Dataset excerpts —
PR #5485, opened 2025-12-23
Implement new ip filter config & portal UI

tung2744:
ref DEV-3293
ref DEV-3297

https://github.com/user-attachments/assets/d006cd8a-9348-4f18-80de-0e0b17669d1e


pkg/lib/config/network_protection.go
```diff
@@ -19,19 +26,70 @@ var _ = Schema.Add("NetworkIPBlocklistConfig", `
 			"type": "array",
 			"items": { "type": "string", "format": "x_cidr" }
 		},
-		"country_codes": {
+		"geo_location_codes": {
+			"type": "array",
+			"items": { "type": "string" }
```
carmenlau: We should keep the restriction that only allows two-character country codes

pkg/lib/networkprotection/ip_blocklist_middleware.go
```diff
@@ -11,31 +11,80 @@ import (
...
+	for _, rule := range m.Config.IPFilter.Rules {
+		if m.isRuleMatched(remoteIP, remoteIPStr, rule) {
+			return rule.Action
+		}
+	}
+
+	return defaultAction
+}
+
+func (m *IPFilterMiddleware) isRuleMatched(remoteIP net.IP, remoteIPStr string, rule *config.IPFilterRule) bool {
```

Exercise description — Tally the lines of the preceding listing in which the word "isRuleMatched" appears; state nothing but the total.

Task answer — 2